In the second argument of ncvTest(), we can specify a one-sided formula with one or more variables to test whether the variance is non-constant for these terms.

ncvTest(mod, ~ commute_time)
## Non-constant Variance Score Test 
## Variance formula: ~ commute_time 
## Chisquare = 1.884285, Df = 1, p = 0.16985
ncvTest(mod, ~ age + hours_worked)
## Non-constant Variance Score Test 
## Variance formula: ~ age + hours_worked 
## Chisquare = 910.6193, Df = 2, p = < 2.22e-16

We failed to reject homoscedasticity for commute_time alone, but we would reject it for a combination of age and hours_worked.

5.3 Visual Tests

A classic example of heteroscedasticity is a fan shape. We often see this pattern when predicting income by age, or some outcome by time in longitudinal data, where variance increases with our predictor.

Heteroscedasticity can follow other patterns too, such as constantly decreasing variance, or variance that increases then decreases then increases again.

It can also exist when variance is unequal across groups (categorical predictors):

To check the assumption of homoescedasticity visually, first add variables of fitted values and of the square root of the absolute value of the standardized residuals (\(\sqrt{\lvert standardized \; residuals \rvert}\)) to the dataset.

We can then create a scale-location plot, where a violation of homoscedasticity is indicated by a non-flat fitted line. Because we forced all the residuals to be positive by taking their absolute value, instead of looking for whether the band of points is wider or narrow (variance is larger or smaller) at each value of \(x\), we simply look for whether the line goes up or down.

We must plot the residuals against the fitted values and against each of the predictors.

acs <-
  acs |> 
  mutate(yhat = fitted(mod),
         res_sqrt = sqrt(abs(rstandard(mod))))
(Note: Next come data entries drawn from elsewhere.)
PR #149, opened 2023-02-15
UI updates

BryonLewis:
Truncation of Performer/Region names if too big.
Truncation of Model Run Titles if too big
Displaying is locked to region+configuration Ids to prevent multiple areas being in view
Updated the loading mechanism so it doesn't reset the view
Added a loading progress bar when loading more model runs.
Added the total model run count to the UI.  NOTE: Total model run count is incorrect on back-end right now.


BryonLewis:
- Fix the image being null.
- Fix issues with deselecting items in the list.
- Add Region number and performer number to dropdowns
- Add background color and align the # of runs with the performer area.

BryonLewis:
Pull and test some toggling of model runs.  Hopefully it behaves now in a more predictable manner.

mvandenburgh (commented):
Looks great! One minor issue i noticed is that the tooltips for the performer/region dropdowns still appear with no text when you don't have anything selected 
tooltip

PR #150, opened 2023-02-16
Fix `count` field in model runs list endpoint

mvandenburgh:
Previously, we were returning the number of `regions` as the `count` field for the model runs endpoint. This PR fixes this to return the actual number of _model runs_ instead.


BryonLewis (approved):
Just pulled and tested with my new count and it works.

PR #151, opened 2023-02-24
Refactor ingest, render "site" polygons with `status` field as labels

mvandenburgh:
This PR does a couple things -

- Refactors ingest to use pydantic for parsing/validating jsons during ingest, instead of having `TypedDict`s and pulling things out manually. 
	- Eventually, I'd like to move away from the scattered approach we're currently taking with using DRF viewsets in some places, DRF `api_view`s in other places, as well as plain Django views in others, and move towards unifying our API to use [Django Ninja](https://django-ninja.rest-framework.com/) which natively integrates with Pydantic. 
- Retools the site-summary ingest to store site-summary geometries directly on the `SiteEvaluation.geom` column instead of creating a seperate `SiteObservation` for it.
- Add a `label` column to `SiteEvaluations` and populate it with the site/site-summary's  `status` field.
	- Update the front end to render these labels accordingly


mvandenburgh:
@BryonLewis this is ready for review. I would recommend reading through commit-by-commit, as i tried to separate things out cleanly per commit.

vue/src/mapstyle/rdwatchtiles.ts
```diff
@@ -96,14 +103,38 @@ export const buildSiteFilter = (
...
+  ["==", ["get", "label"], 11],
+  "#00ffff",
+  ["==", ["get", "label"], 12],
+  "#ff00ff",
+  ["==", ["get", "label"], 13],
+  "#00ff00",
+  ["==", ["get", "label"], 14],
+  "#ff69b4",
+  ["==", ["get", "label"], 15],
+  "#ffe4c4",
```
BryonLewis, line 137: Not needed for this PR but in the future we should probably build a typescript Type definition for these annotations/colors/labels.  I didn't know this before but probably basing it off of the lookups.json would work. Then we have a function which could generate this and the below text-labels.  It would be nice to have a direct tying of the color to the text displayed.

BryonLewis (approved):

vue/src/mapstyle/rdwatchtiles.ts
mvandenburgh: Agreed!

PR #240, opened 2023-07-24
Fix failing deploy due to `CACHES` change

mvandenburgh:
The `CacheURLValue` class from `django-configurations` doesn't allow specifying a key_prefix, which was causing auth errors between the Django app server and Redis for some reason. This PR updates that setting to explicitly specify the `CACHES` dict instead. It also removes the `cache` extra from the `django-configurations` dependency as we no longer need it now.


mvandenburgh:
@BryonLewis pinging so you're aware. I'll merge this and deploy after tests pass.

PR #244, opened 2023-07-25
Site Observation Editor

BryonLewis:
Demo:
https://github.com/ResonantGeoData/RD-WATCH/assets/61746913/b8a8fec2-b449-48a1-9c7a-2db4162444f1

Tasks:
- [x]  Create sample data with null timestamps
- [x] Modify models to support null timestamps
- [x] Modify Image downloading so it will work with null timestamps and return a min/max of images between 2013-01-01 and now.
- [x] Update client-side rendering of dates/times and vector tiles to support null timestamps.
- [x] Add SiteEvaluation Label to image display endpoint
- [x] Refactor siteObservation view to utilize ninja
- [x] Add Notes category to SiteObservations/SiteEvaluations
- [x] Give a startDate/endDate to the siteEvaluations that can be set to null if needed.  This prevents the dates for a siteevaluation being dependent on the times for siteObservation.
- [x] Create New Table to hold modifications to siteObservations.  Stuff like a timestamp and a copy of the site observation model along with an indicator of the change (modified, deleted, added).  Have this indexed by siteEvaluation so there is a reference to it.
- [x] When ingesting models it should be indicated that these models are proposed site edits and that when creating them it should create a list of proposed Sites in  table which can be indexed.  It should automatically mark a model run as proposal if it contains regions with 9999.
- [x] SiteEvaluations will have a status that indicates information about it.  Null is default, PROPOSAL means it is a proposed site, APPROVED means it is adjudicated and approved, REJECTED means that it is rejects and not approved.  This is used as  a quick index to view the state of SiteEvaluations.
- [x] Allow users to select a custom date range when getting images so they can override the default values of the site range
- [x] Ground truth data needs to be displayed in parallel with proposed site observation.
- [x] The /Annotation route on the client should only show model-runs which are proposed sites and change /annotation to /proposals
- [x] Make it so you can have siteModels (SiteEvaluation) with no observations.  It needs to use the polygon from the SiteEvaluation and the label should just empty without display/colorl.
- [x] When a site observation is no-label (Or check for null values) make sure it shows no-activity
- [x] Add POST export functionality which will export the model-run in the geoJSON format

Changes:

Database Changes:

- HyperParameters: add ground_truth utilizing the validated field, also added proposal to know that a modelRun is a set of proposals.
- **SiteEvaluation** - Add new cache values (cache_originator, cache_hash, cache_timestamp).  These are for exporting and maintaining this data in the JSON.
- **SiteEvaluation** - Add start/end dates so that siteEvaluations have information about their start/end date now and can support null dates for their start/end date
- **SiteEvaluation** - Add notes field so notes can be added to siteEvaluations
- **SiteEvaluation** - Add 'status' field to indicate the status of SiteEvaluation:  PROPOSAL, APPROVED, REJECTED
- **SiteObservation** - Updated timestamp to allow Null values
- **SiteObservationTracking** - New Model which duplicates a lot of the data for SiteObservation for tracking the changes.  I initially tried an abstract base class to use for SiteObservation and SiteObservationTracking but it works by using references which wouldn't work for our needs.
- **SiteEvaluationTracking** - New Model which duplicates a lot of data for SiteEvaluation for tracking the changes.  

REST EndPoint Changes:

- **/model-runs** - Added a subquery to perform calculations of the counts of proposals remaining in the model-run to be adjudicated.  It defaults to not doing this subquery if the model-run does not have the 'proposal' flag.
- **/model-runs** - the 'timerange' now utilizes the new SiteEvaluation start/end dates.
- **/model-runs** - The cancellation of tasks using revoke() now utilizes revoke(terminate=True) to make sure the process is cancelled.
- **/model-runs** - new endpoint (/{id}/download) which will get all siteEvaluations in JSON form and place them into a zip file for downoading.
- /**model-runs** - the filter now has the ability to filter by proposal status (True/False|Null) as well.
- **/evaluations** - Updated references to timerange to utilize start/end dates.
- **/evaluations** - New endpoint utilizing PATCH to update an evaluation.  While updating it will create a copy of the old value in SiteEvaluationTracking so there is a history of the changes.
- **/evaluations** - new endpoint (/{id}download) which will export the data for the SiteEvaluation in the JSON format.  There is a function that is used for this and for the model-runs to generate the files.
- **/evaluations/images** - added label/status/nodes to the return value.  Also added connection to groundTruth if it exists to the response.  Ground truth checks to see if the proposal ID (KR_0001_0023) matches a siteEvaluation that has groundTruth and displays that data.
- **/observations** - Added support for not having any SiteObservations in a main list, so it returns back the SiteEvaluation bounding box
- **/observations** - Updated the generate images (downloading satellite images) so it can accept more parameters (override the date range, set the timerange skipping for S2/L8, and some noData limits)
- **/observations** - The cancel script for the task now includes `revoke(terminate=True)` to truly cancel the process
- /**observations** - Added PATCH and PUT templates for editing SiteObservations but they aren't connected to anything on the front-end right now

Model/Data Ingestion Changes:

- Support for SiteObservations and SiteEvaluations to now support null timestamps and null start/end dates.
- Will automatically turn proposal flag on for a model run if it contains a siteId of 9999
- Added the proposal flag to the script for loading model-runs so they can be set
- Modified support for SiteIds to be larger than smallInts, that's because some kitware ones are 999901
- Added the cache data from the new specification for SiteObservations (cache_timestamp, cache_originator, cache_hash)

Misc Changes:
- fix CI issue with trying to download old packages
- Changed the timerange schema and the Timerange function to support null values for max/min or the value.

FrontEnd Changes:

- Added new endpoints to APIService.ts
- Created new ImagesDownloadingDialog.vue which can be used to configure the options for downloading.  This is utilized at the modelrun level for downloading images as well as the siteEvaluation level.
- Swapped the URL router from /annotations to /proposals because that seemed like it made more sense
- Added all the support for null timeranges and timestamps
- Defaulted the mapLegend to on and added the references for the siteEvaluation phase labels.
- Code was there but wasn't active for the `updateImageMapSources` which makes it so changes in satellite images is smoother without the blanking
- Fixed the Popup logic which was causing the functions to get added multiple times.
- The ImageViewer has been updated to edit the proper fields and have the capability to show groundTruth if it is included.
- Edited the rdwatchTiles so if no SiteObservation exists it displays the SiteEvaluation geometry
- Moved the ability to toggle satellite images outside of the existing component and into store.ts so that proposal could also toggle site images to get a clearer view of things.


django/src/rdwatch/views/site_observation.py
```diff
@@ -187,14 +246,72 @@ def cancel_site_observation_images(request: HttpRequest, pk: int):
...
+    if data.spectrum:
+        site_observation.spectrum = data.spectrum
+    if data.constellation:
+        site_observation.constellation = lookups.Constellation.objects.get(
+            slug=data.label
+        )
+
+    site_observation.save()
+
+    return site_observation
```
mvandenburgh, line 293: Similar situation here as with site eval above -
```suggestion
    with transaction.atomic():
        site_observation = get_object_or_404(SiteObservation.objects.select_for_update(), pk=id)
        # create a copy of it in the history log
        SiteObservationTracking.objects.create(
            timestamp=site_observation.timestamp,
            geom=site_observation.geom,
            score=site_observation.score,
            siteval=site_observation.siteeval,
            notes=site_observation.notes,
            edited=datetime.now(),
            observation=site_observation.pk,
        )

        if data.label:
            site_observation.label = lookups.ObservationLabel.objects.get(slug=data.label)
        if data.notes:
            site_observation.notes = data.notes
        site_observation.timestamp = data.timestamp
        if data.spectrum:
            site_observation.spectrum = data.spectrum
        if data.constellation:
            site_observation.constellation = lookups.Constellation.objects.get(
                slug=data.label
            )

        site_observation.save()

        return site_observation
```

mvandenburgh (changes requested):
I made an initial pass on the code. Next, I'll clone this branch and test it locally and leave any further feedback I get from that.

django/src/rdwatch/views/model_run.py
```diff
@@ -456,3 +518,29 @@ def get_modelrun_evaluations(request: HttpRequest, hyper_parameters_id: int):
...
+        with zipfile.ZipFile(zip_file_path, 'w') as zipf:
+            for item in file_list:
+                zipf.write(item['filename'], f"{item['siteId']}.json")
+
+        with open(zip_file_path, 'rb') as file:
+            response = HttpResponse(file.read(), content_type='application/zip')
+            response[
+                'Content-Disposition'
+            ] = f'attachment; filename="{model_run_name}.zip"'
+            return response
```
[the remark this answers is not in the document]
BryonLewis: For AE Ground Truth it's like 30 seconds (The largest region/model-run.  For most smaller model runs it's 2-5 seconds like shown in the demo video.  I wondered about moving this into a task where when complete it provides a download.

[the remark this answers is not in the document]
mvandenburgh: Yeah I was going to suggest a task too. Someone could easily DDoS the server by attempting to download several model runs at once.

django/src/rdwatch/models/hyper_parameters.py
```diff
@@ -24,5 +24,20 @@ class HyperParameters(models.Model):
...
+        APPROVED = 'APPROVED'  # proposal is approved and merged into ground truth
+
+    proposal = models.CharField(
+        max_length=255,  # If we need future states
+        blank=True,
+        null=True,
+        help_text='Fetching Status',
+        choices=ProposalStatus.choices,
+    )
+    ground_truth = models.BooleanField(blank=True, null=True)
```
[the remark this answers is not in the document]
BryonLewis: Yeah, when I made it I allowed it to be null, but setting it more explicitly to False would probably better.

django/src/rdwatch/views/model_run.py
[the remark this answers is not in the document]
BryonLewis: I guess the plan would be:

1. endpoint which kicks of a task to generate a zip file for a model-run.  Returning the taskId for celery
2. Client polls the celery task-id to see if the task is finished.  Once finished it can ask for the file associated with the taskId
3. While running the task creates the zip file and stores it (not sure if I store it in S3 or on system)
4. The client once it knows the task is finished will request to download the file
5. After downloading the file it will remove it (either from system or S3).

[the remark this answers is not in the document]
BryonLewis: Looking into it again (I forgot the worker is in another container and could be in another machine without shared storage), the best/easiest option may be an 'AnnotationExports' table which utilizes S3 FileField to store the zip file.  It would contain the taskId, the model-run and a timestamp.  A third indicator will there to let it know if it's been downloaded and then we can use the schedule clean up task to remove downloaded files after an hour or so (whenever the scheduled clean up task runs).

BryonLewis:
I converted the downloading of zip files into a celery task.  For ease I created another table (AnnotationExports, I'm open to any vocabulary/naming changes).  When the task is complete it uploads a zip file to S3/MinIO and returns to the client a pre-signed URL for downloading. 
During the task process the client polls a new endpoint using the taskId to get the current status of the download process.

I added a new celery beat schedule to delete any annotation exports that are over an hour old.

django/src/rdwatch/models/site_evaluation.py
```diff
@@ -63,20 +105,50 @@ def bulk_create_from_site_model(
...
+        status = None
+        modified = False
+        if (
+            configuration.ground_truth is False
+            and site_feature.properties.validated
+            and site_feature.properties.originator == 'te'
+        ):
+            configuration.ground_truth = True
+            modified = True
+        if configuration.proposal or site_feature.properties.site_number == 9999:
```
mvandenburgh, line 117: Can you add a comment mentioning the significance of 9999?

django/src/rdwatch/tasks/__init__.py
```diff
@@ -295,3 +331,42 @@ def delete_temp_model_runs_task() -> None:
...
         model_runs_to_delete.delete()
+
+
+@shared_task
+def delete_export_files() -> None:
+    """Delete all S3 Export Files that are over an hour old."""
+    exports_to_delete = AnnotationExport.objects.filter(
+        created__lte=timezone.now() - timedelta(hours=1)
+    )
+    with transaction.atomic():
```
mvandenburgh, line 342:
```suggestion
```

django/src/rdwatch/tasks/__init__.py
```diff
@@ -295,3 +331,42 @@ def delete_temp_model_runs_task() -> None:
...
+def download_annotations(self, id: int):
+    # Needs to go through the siteEvaluations and download one for each file
+    site_evals = SiteEvaluation.objects.filter(configuration_id=id)
+    configuration = HyperParameters.objects.get(pk=id)
+    task_id = self.request.id
+    temp_zip_file = tempfile.NamedTemporaryFile(delete=False, suffix='.zip')
+
+    with tempfile.TemporaryDirectory() as temp_dir:
+        file_list = []
+        for item in site_evals:
```
mvandenburgh, line 356:
```suggestion
        for item in site_evals.iterator():
```

django/src/rdwatch/views/model_run.py
```diff
@@ -456,3 +515,32 @@ def get_modelrun_evaluations(request: HttpRequest, hyper_parameters_id: int):
         }
     query['region'] = model_run['region']
     return 200, query
+
+
+@router.post('/{id}/download')
```
mvandenburgh, line 520: The current convention elsewhere in the codebase is to use trailing slashes (applies to the other endpoints introduced in this PR too)
```suggestion
@router.post('/{id}/download/')
```

django/src/rdwatch/views/model_run.py
```diff
@@ -456,3 +515,32 @@ def get_modelrun_evaluations(request: HttpRequest, hyper_parameters_id: int):
...
+def check_download(request: HttpRequest, task_id: str):
+    task = AsyncResult(task_id)
+    print(task)
+    return task.status
+
+
+@router.get('/{id}/download')
+def get_downloaded_annotations(request: HttpRequest, id: int, task_id: str):
+    annotation_export = AnnotationExport.objects.filter(celery_id=task_id)
+    print(annotation_export)
```
mvandenburgh, line 537:
```suggestion
```

mvandenburgh (changes requested):

mvandenburgh (commented):
LGTM. Any ideas why the `check-migrations` check is failing?

BryonLewis:
UPDATE:  It was my mistake, I thought I had made migrations after my final change but I didn't.  I've updated the 0012 migrations to reflect all the changes now.

mvandenburgh (approved):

Plot res_sqrt against the fitted values.

The residual variance is decidedly non-constant across the fitted values since the conditional mean line goes up and down, suggesting that the assumption of homoscedasticity has been violated.

ggplot(acs, aes(yhat, res_sqrt)) +
  geom_point() +

The residual variance is decidedly non-constant across the fitted values since the conditional mean line goes up and down, suggesting that the assumption of homoscedasticity has been violated. This matches the conclusion we would draw from the Breusch-Pagan test earlier.
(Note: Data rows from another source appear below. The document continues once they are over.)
PR #253, opened 2023-08-22
Remove remaining DRF imports and uninstall it

mvandenburgh:
With #234, we are completely converted to ninja. This PR removes some remaining loose ends/DRF imports and uninstalls the dependencies from our poetry lockfile.


BryonLewis (approved):
Did a clean build and ran it locally.  Seems to work fine.

Just a note that I think we need to handle the GEOGeometry issue and we may be able to get /api/docs working properly.  That can be another PR though,

PR #254, opened 2023-08-23
DRAFT: Scoring endpoints apl

Sean-S-Wang:
# Draft PR for integrating T&E scoring database into RD Watch


Sean-S-Wang:
# Additional tasks
## Vector tiles display
Waiting on some updates to schemas to aid in rendering easier

## Create endpoints for cancelling and starting satellite fetching/images (and collection of model run (aka evaluation run downloads))

For satellite downloading, monitor the celery task to see if its working

## Proposal viewing
Need to find database where they store proposal sites, and extract proposals, group them so model run can show them and make them look like model run, and some additional endpoints used with proposal view

There is a patch endpoint (`patch.site_evaluation` allows to edit site evlauations). Currently have `SiteEvaluationTracking` patch. This has to be done in the rdwatch database as to not pollute the scoring database, but still be able to track changes long term. 

When editing, want to update in place (might not be allowed), or keep a log of it and edit in place.

Might need to put in additional table to track the state of the proposal. Already done for observations in rdwatch database for approve or reject status, but need to do for proposal.

Should create our own models and shape them how we want via a `models` folder in `rdwatch_scoring`.

## Ground truth updating
Need to figure out how to update data within the scoring database. Once that is done, just adding something to interface/view about approve/change, and that would update the scoring db itself. Right now, just editing `time range` and `label` of it, as well as adding notes (this might need to be a new column).

It does a filter when we get evaluations to see if any are proposals (Entire region, collection of sites, which are a collection of observations). When clicked, loads all sites on right side, select each of them, and then set accept/rejected/waiting state for each observation, then can export each geojson back out.

## Additional notes
Once site evaluation stuff is done, should be easier to implement downstream features.

Sean-S-Wang:
This can be closed?

PR #255, opened 2023-08-24
Update Poetry, add `werkzeug` as a dev dependency.

mvandenburgh:
We discovered today that `werkzeug` is required to run `runserver_plus`, but isn't included as a dev dependency. This PR adds it and also upgrades poetry while we're at it.


mvandenburgh:
cc @BryonLewis @Sean-S-Wang

PR #256, opened 2023-08-28
Remove observation searching for geometry  in model-run endpoint

BryonLewis:
I made a sample set by reloading the Dubai region multiple times to get a sense of where the performance issues were. 

I had a hunch that it was searching into each observation.  I had removed most observation searches by moving the date/time range up into the Evaluation area.

I decided to remove the bbox case of looking at observation geometries and focus more on the evaluation geometry.  I also could remove the observation count by removing this.  Now a model run doesn't have to look into each site observation (of which there could be hundreds per site evaluation) to calculate geometry, it will grab it from the higher level.

There could be an argument for the future that the model-run list doesn't need geometry at all and it could be removed in the future so that when a user clicks on a model-run it then grabs the geometry for that specific run.

Take like 3 seconds to get the info for 64 copies of the AE_R001 region
image

### DIFF
--- a/django/src/rdwatch/views/model_run.py
+++ b/django/src/rdwatch/views/model_run.py
@@ -174,7 +174,6 @@ def get_queryset():
         .order_by('-groundtruth', '-id')
         .alias(
             region_id=F('evaluations__region_id'),
-            observation_count=Count('evaluations__observations'),
             evaluation_configuration=F('evaluations__configuration'),
             proposal_val=F('proposal'),
         )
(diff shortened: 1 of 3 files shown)


mvandenburgh (approved):
Nice find! No objections from me, although I don't know what the downsides are of using the site evaluation geometry instead of the union of each observation geometry.

BryonLewis:
> Nice find! No objections from me, although I don't know what the downsides are of using the site evaluation geometry instead of the union of each observation geometry.

The only downside is that it may not zoom in properly if there is no site evaluation geometry.  However according to our discussion with Sean the other day, nothing in the Scoring DB would not have a site-level geometry.

PR #258, opened 2023-08-31
Update performer filter to allow multi-select

BryonLewis:
Per the goals document for the MVP one of the items listed was enabling multiple performers to be selected.

This PR updates the back-end and front-end to allow for multiple selections of performers.  Mostly just changes the 'performer' filter field to an a list of performers instead of a single performer.

The front-end right now increases the height of the box to fit more performers, we may want to revisit this behavior.


mvandenburgh (approved):
LGTM

PR #259, opened 2023-09-06
WV pan-sharpening

BryonLewis:
- Modifies the STAC Search to get pan images as well as RGB images when getting WorldView data.
- switches stored images to PNGs to reduce compression
- adds a bits_per_pixel to processed captures for future range scaling based on this information if it is found in the nitf.
- Raster_Tile will now use the pan.uri if it is found during the STAC search and create a pan-sharpened image.  there is some logging for download/poceessing times for debugging.  We may want to leave those in there so we can see in the logs if something gets stuck.
- All Vue changes were to get rid of warnings shown in PRs.


mvandenburgh (approved):
Tested locally and everything looks good :+1:

PR #261, opened 2023-09-07
MVP Cleanup

### LINKED ISSUE #260: MVP Final Modifications
- Allow for duplicate 9999 region Ids to be loaded and displayed in the system:
    - Use the cache_file originator as a display name for these duplicate Ids
    - Update the endpoint that gets a list of regions for proposals to include the cache originator filename if it exists
    - Display the Base Id and the cache originator file in the list.  The cache originator may need to be a truncated tooltip given that the file name could be quite long.
    - Update exporting of the files in the zip file to utilize the cache_originator name if it exists.
- Add Notes to the cache field on export for the site model.
- Add download settings to downloading of model-runs
    - All Annotations
    - Approve Annotations
    - Rejected Annotations
    - Just a secondary dialog when you click download to configure what to download.  This should only be necessary on proposals.  For everything else it should default to all.
- Add an option to turn off the text display to the settings.

BryonLewis:
resolves #260 

- Allows for multiple proposals to have the same siteId (KR_001_9999)
    - I add a `-#` to any subsequent repeating Ids for the user interface
    - The exporting in a Zip file is updated to export the JSON files with the -# usage.  I tried using the cache_originator field but there is nothing that indicates that the field is unique amongst the proposals.
    - This required removing the constraint on uniqueness for SiteEvaluation based on the configuration/region/number because we can have duplicate numbers now.
    - Added the capability to view the source file for site proposals as well.
 - Downloading Annotations Filtering
     - When using proposals for downloading a dialog will come up which allows the user to filter the downloads by 'all', 'approved' or 'rejected'.  The corresponding zip file will contain only those files whose status matches the filter.
 - The Text String is now hidden by default, and there are settings where the user can toggle the text string back on if they want.

image
image


mvandenburgh (approved):
LGTM, tested locally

Check the residuals against each predictor. We will just check commute_time, which had a non-significant p-value in our test earlier.
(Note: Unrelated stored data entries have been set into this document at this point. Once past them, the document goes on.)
PR #268, opened 2023-09-22
Refactor backend + frontend to reference `Regions` by string name instead of numerical ID

mvandenburgh:
This PR removes any notion of region "IDs" from the external-facing API. Regions are now referenced entirely by their string, just as in the T&E database.

### DIFF
--- a/vue/src/client/services/ApiService.ts
+++ b/vue/src/client/services/ApiService.ts
@@ -157,8 +157,8 @@ export class ApiService {
           }
         });
       }
-      
-  
+
+
       /**
    * @param id
    * @returns boolean
@@ -213,7 +213,7 @@ export class ApiService {
           },
         });
       }
-  
+
   /**
    * @returns ModelRunList
    * @throws ApiError
@@ -243,8 +243,8 @@ export class ApiService {
         },
       });
     }
-  
-    
+
+
 
   /**
    * @param id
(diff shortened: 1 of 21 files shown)


mvandenburgh:
@BryonLewis once again this is a large refactor unfortunately. The fact that typescript passes after changing the `Region` type to simply be a `string` on the frontend gives me some degree of confidence that I got this right, but let me know if I missed anything.

mvandenburgh:
Ok, i noticed a bug - selecting a region and then deselecting it causes `null` to be populated in the dropdown. Looking into this

mvandenburgh:
I found the issue, the fact that we're not using a `regionMap` anymore meant that the initialization of the region from the url string needed to be changed from a `watch` to `onMounted` (in `RGD.vue` and `AnnotationViewer.vue`) to avoid clobbering the value. Also, for some reason the `v-select` component seems to behave differently when a string is passed as a `v-model` - instead of setting it to `undefined` on clear, it sets it to `null`. 

While debugging this issue, I refactored the `queryFilters` variable by changing it from a `ref` to a `computed` value. Ultimately that didn't have any effect on the bug, but I kept it in this PR because I think it's an improvement - see https://github.com/ResonantGeoData/RD-WATCH/pull/268/commits/5acc1a0e704a323c2852680f0ff68984b1d7edf2.

vue/src/client/services/ApiService.ts
```diff
@@ -19,7 +19,6 @@ import { EvaluationImageResults } from "../../types";
 
 export interface QueryArguments {
   performer?: string[];
-  groundtruth?: boolean;
```
BryonLewis, line 22: I'm guessing this was removed because it isn't being used.  I might have added that before as a way to eventually only show the groundtruth but never implemented it in `views/model_run.py`

BryonLewis (changes requested):
I think once my PR is merged into this it seems like it should be good based on my simple testing and review.

BryonLewis (approved):
:+1:

PR #269, opened 2023-09-22
Migrate `HyperParameters` to `ModelRun`, use UUID as primary key

mvandenburgh:
This PR creates a new model, `ModelRun`, that is identical to `HyperParameters` except it uses UUIDs for its primary keys instead of integers. It doesn't seem possible to change the primary key type for an existing Django table without writing manual SQL queries outside of Django's migrations system, so I thought I would take this opportunity to do this rename as well.


django/src/rdwatch/models/model_run.py
```diff
@@ -1,9 +1,13 @@
...
 from django.db import models
 
 
-class HyperParameters(models.Model):
+class ModelRun(models.Model):
+    id = models.UUIDField(primary_key=True, default=uuid4, editable=False)
+
     created = CreationDateTimeField()
     title = models.CharField(max_length=1000)
     performer = models.ForeignKey(
```
BryonLewis, line 13: What's your opinion on adding a regions column that contains an array of region names?  We could update it when sites are posted to a model-run.  Then our filtering could run directly on the model-run table and only after we get the first X number of model runs could we calculate the other values required (Number of sites, average score others).

mvandenburgh: I think duplicating that info would not be ideal, since it would ruin the referential integrity of our schema. I think adding caching like we have in the vector tile endpoint would actually be preferred to that, since that comes with the same tradeoffs (namely, having to deal with invalidation/updating derived values whenever we update the source data), but without touching the database/anything persistent. 

But more generally, I agree something like this would be useful. Maybe we could consider a [stored generated column](https://www.postgresql.org/docs/current/ddl-generated-columns.html).

BryonLewis (approved):
I pulled and tested and it looks good.  Thanks for doing this.

PR #272, opened 2023-09-25
Migrate site evaluations + observations to use UUIDs instead of integer ids

mvandenburgh:


BryonLewis (changes requested):
Most everything works except for the reverse hovering when hovering over a card.  I think we may just disable that feature and try to resolve it in the future or re-write it.

BryonLewis (approved):

PR #273, opened 2023-09-26
Fixes the site image endpoints by changing the int to str

BryonLewis:
Just noticed two locations where the siteobs_id was still an int which would cause nasty ninja validation errors when downloading images or viewing them.

There is a secondary problem that I can't figure out at all.  If you bring up a model run and click on a polygon it displays in the right side of the screen.  If you hover over that card on the right side of the screen it's supposed to highlight the polygon by making it thicker.  This is to associate your card with a polygon.  For some reason this makes all annotations disappear at once when you hover over the card.  I tried looking into the filters and a bunch of areas but this has me stumped.

### DIFF
--- a/django/src/rdwatch/views/site_image.py
+++ b/django/src/rdwatch/views/site_image.py
@@ -20,7 +20,7 @@ class SiteImageSchema(Schema):
     source: str
     cloudcover: float
     image: str
-    siteobs_id: int | None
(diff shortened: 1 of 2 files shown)


mvandenburgh (approved):
Hmm, I'll try to look into that other problem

ggplot(acs, aes(commute_time, res_sqrt)) +
  geom_point() +

Here, the line is relatively flat, meaning we failed to find evidence of heteroscedasticity. We made the same conclusion earlier with the Breusch-Pagan test where we regressed the residuals on commute_time.

Now, check the residual variance against a categorical predictor, education.

Adding a conditional mean line with a categorical variable requires extra steps in R:

  1. If the categorical variable is a factor, use as.numeric(var) to make it numeric. If it is a character, make it a factor and then numeric with as.numeric(as.factor(var)).

  2. Use stat_summary() with additional arguments, instead of geom_smooth().

ggplot(acs, aes(as.numeric(education), res_sqrt)) + 
  geom_point() +
  stat_summary(geom = "line", fun = mean, color = "blue", size = 1.5)

The line is not flat, indicating heteroscedasticity across the levels of education.

5.4 Corrective Actions

To address violations of the assumption of homoscedasticity, try the following:

  • Check the other regression assumptions, since a violation of one can lead to a violation of another.
  • Modify the model formula by adding or dropping variables or interaction terms.
  • Fit a generalized linear model.
  • Instead of ordinary least squares regression, use weighted least squares.

After you have applied any corrections or changed your model in any way, you must re-check this assumption and all of the other assumptions.